» Task instructions
Where a line in the listing below contains the word "translated", copy that line.

——————————

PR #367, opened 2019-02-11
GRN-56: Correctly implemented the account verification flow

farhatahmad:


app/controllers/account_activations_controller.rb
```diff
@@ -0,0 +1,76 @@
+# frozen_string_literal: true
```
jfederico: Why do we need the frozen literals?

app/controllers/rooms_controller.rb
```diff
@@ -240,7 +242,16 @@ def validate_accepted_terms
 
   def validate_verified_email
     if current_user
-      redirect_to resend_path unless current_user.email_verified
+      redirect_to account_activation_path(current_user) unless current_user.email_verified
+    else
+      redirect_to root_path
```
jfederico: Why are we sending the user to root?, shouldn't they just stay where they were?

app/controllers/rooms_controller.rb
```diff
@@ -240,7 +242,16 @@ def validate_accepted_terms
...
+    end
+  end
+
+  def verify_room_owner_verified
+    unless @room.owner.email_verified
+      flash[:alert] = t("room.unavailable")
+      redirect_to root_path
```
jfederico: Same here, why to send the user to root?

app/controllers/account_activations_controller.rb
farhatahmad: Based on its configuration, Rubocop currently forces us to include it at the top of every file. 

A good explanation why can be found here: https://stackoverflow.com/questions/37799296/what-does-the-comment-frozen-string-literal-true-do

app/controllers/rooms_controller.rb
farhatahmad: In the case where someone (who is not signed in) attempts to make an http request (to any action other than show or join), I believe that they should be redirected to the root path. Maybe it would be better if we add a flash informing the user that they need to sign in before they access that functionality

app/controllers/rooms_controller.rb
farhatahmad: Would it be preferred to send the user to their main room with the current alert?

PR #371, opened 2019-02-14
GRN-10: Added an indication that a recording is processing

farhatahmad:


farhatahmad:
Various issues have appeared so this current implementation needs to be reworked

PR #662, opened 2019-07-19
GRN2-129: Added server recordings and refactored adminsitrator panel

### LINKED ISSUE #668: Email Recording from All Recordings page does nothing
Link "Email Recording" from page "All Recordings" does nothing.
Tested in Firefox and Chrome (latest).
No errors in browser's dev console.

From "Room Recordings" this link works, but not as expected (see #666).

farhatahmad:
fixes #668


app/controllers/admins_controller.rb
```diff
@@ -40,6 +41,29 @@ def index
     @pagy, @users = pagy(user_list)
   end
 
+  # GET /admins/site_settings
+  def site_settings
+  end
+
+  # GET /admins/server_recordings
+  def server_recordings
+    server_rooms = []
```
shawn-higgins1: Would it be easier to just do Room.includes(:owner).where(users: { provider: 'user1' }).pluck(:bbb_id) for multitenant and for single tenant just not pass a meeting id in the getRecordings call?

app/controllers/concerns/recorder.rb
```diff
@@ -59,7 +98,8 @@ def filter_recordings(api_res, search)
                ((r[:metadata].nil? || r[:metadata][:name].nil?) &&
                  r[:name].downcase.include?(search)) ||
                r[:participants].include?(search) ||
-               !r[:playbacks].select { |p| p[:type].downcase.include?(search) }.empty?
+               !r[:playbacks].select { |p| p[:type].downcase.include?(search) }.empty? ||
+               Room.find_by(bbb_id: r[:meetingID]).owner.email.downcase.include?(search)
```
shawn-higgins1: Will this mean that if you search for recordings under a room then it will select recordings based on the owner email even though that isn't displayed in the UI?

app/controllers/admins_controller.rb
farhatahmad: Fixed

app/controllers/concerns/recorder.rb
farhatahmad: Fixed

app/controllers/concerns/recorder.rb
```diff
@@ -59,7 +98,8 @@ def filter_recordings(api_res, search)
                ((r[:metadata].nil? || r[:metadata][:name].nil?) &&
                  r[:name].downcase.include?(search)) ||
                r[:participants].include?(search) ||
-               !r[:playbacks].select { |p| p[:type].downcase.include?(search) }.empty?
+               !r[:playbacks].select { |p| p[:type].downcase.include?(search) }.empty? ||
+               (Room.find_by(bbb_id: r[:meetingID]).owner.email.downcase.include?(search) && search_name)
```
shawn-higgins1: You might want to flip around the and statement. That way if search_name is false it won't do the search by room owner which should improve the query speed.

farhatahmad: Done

——————————

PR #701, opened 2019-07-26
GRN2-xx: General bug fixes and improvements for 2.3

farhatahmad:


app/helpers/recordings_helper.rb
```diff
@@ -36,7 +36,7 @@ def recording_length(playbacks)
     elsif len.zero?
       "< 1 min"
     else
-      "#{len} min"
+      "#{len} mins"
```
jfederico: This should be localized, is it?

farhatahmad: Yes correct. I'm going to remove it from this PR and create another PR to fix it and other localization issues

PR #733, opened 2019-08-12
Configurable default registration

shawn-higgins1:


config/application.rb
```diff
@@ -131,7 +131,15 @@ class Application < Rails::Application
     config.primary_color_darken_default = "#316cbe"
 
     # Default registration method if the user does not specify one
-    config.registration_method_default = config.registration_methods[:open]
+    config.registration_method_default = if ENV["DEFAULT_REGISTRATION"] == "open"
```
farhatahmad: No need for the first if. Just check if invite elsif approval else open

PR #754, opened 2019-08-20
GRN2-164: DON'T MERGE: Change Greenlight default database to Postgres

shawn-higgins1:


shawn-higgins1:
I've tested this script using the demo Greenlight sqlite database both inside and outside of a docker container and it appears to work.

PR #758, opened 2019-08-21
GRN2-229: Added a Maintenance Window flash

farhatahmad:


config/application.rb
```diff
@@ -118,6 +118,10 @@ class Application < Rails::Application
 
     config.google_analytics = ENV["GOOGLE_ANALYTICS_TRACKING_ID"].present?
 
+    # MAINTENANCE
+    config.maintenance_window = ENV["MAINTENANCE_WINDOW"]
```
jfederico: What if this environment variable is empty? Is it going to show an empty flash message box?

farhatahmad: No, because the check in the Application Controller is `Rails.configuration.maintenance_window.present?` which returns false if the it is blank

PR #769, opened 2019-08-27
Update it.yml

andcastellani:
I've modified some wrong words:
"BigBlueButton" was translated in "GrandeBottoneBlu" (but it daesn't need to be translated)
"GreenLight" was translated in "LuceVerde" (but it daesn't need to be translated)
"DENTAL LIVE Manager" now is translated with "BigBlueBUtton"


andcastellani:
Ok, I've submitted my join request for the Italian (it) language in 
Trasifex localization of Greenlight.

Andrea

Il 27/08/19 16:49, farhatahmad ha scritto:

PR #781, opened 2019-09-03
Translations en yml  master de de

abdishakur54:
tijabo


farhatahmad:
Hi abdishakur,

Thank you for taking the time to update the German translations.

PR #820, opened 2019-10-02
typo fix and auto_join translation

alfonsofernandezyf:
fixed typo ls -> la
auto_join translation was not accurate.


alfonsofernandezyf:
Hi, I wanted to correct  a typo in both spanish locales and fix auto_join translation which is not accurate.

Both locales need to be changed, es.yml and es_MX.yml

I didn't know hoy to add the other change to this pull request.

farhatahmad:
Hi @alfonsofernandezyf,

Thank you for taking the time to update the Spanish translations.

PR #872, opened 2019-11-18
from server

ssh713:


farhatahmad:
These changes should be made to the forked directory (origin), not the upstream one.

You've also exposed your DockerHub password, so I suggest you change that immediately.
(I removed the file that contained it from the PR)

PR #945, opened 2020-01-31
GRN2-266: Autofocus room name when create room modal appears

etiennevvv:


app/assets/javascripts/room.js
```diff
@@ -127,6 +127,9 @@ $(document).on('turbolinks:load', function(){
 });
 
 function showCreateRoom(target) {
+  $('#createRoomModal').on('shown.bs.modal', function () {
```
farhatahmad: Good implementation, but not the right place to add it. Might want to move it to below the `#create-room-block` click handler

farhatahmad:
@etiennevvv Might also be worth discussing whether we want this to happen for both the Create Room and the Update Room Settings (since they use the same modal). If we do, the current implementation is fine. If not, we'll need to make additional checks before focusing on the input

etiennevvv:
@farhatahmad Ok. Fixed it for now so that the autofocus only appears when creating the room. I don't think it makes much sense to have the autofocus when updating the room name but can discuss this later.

——————————

» The completed task
"BigBlueButton" was translated in "GrandeBottoneBlu" (but it daesn't need to be translated)
"GreenLight" was translated in "LuceVerde" (but it daesn't need to be translated)
"DENTAL LIVE Manager" now is translated with "BigBlueBUtton"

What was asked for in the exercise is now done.